Faktor risiko perokok pasif terkena kanker paru adalah empat kali lipat, sedangkan perokok aktif 13,6 kali lipat
Jakarta (ANTARA) - Kawasan tanpa rokok menjadi kebutuhan mutlak untuk melindungi masyarakat dari paparan asap rokok agar tidak menjadi perokok pasif, kata Ketua Pengurus Harian Yayasan Lembaga Konsumen Indonesia (YLKI) Tulus Abadi.

"Sangat mendesak agar semua tempat kerja dan tempat umum menjadi kawasan tanpa rokok, tanpa kompromi," kata dia melalui pesan tertulis yang diterima di Jakarta, Senin.

Ia mengatakan kematian Kepala Pusat Data, Informasi, dan Hubungan Masyarakat Badan Nasional Penanggulangan Bencana (BNPB) Sutopo Purwo Nugroho seharusnya membuka mata semua pihak terhadap arti penting kawasan tanpa rokok.

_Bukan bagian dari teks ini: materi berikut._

PR #395, opened 2024-10-21
feat(dfx-orbit): Enable controller management through Orbit

Sawchord:
This PR enables the update_settings feature in `dfx-orbit`.

Currently, it only supports adding and removing controllers.
Test is included


tests/integration/src/dfx_orbit/manage_settings.rs
```diff
@@ -0,0 +1,159 @@
...
+                    user_groups: vec![],
+                    users: vec![],
+                },
+            },
+            request_policies: ExternalCanisterRequestPoliciesCreateInput {
+                change: vec![],
+                calls: vec![],
+            },
+        }),
+    );
```
mraszyk, line 71: let's please wrap this into a helper

tests/integration/src/dfx_orbit/manage_settings.rs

Menurut Tulus, Sutopo adalah salah satu putra terbaik bangsa Indonesia yang lagi-lagi harus tumbang karena kanker. Sutopo meninggal di Guangzhou, China saat menjalani pengobatan akibat kanker paru stadium IVB

Sutopo mengaku menjaga perilaku hidup sehat dan tidak merokok, tetapi juga menyatakan kerap mendapati lingkungan kerja yang penuh asap rokok dan tidak bisa menghindar.

"Dalam hal sebagai perokok pasif, Pak Sutopo tidak sendirian. Secara nasional, menurut Riset Kesehatan Dasar 2013, jumlah perokok pasif mencapai lebih dari 90 juta orang, 12 juta lebih adalah anak usia nol hingga empat tahun," kata Tulus.

Ia mengatakan para perokok pasif kebanyakan terpapar asap rokok di tempat kerja bahkan di dalam rumahnya sendiri.

"Faktor risiko perokok pasif terkena kanker paru adalah empat kali lipat, sedangkan perokok aktif 13,6 kali lipat," katanya.

Oleh karena itu, YLKI mendesak semua pihak dan para pimpinan wilayah untuk mewujudkan kawasan tanpa rokok, khususnya di tempat kerja, tempat umum, dan angkutan umum.

"Menghirup udara yang sehat tanpa kontaminan racun asap rokok adalah hak asasi setiap orang di mana pun tempatnya," kata dia. 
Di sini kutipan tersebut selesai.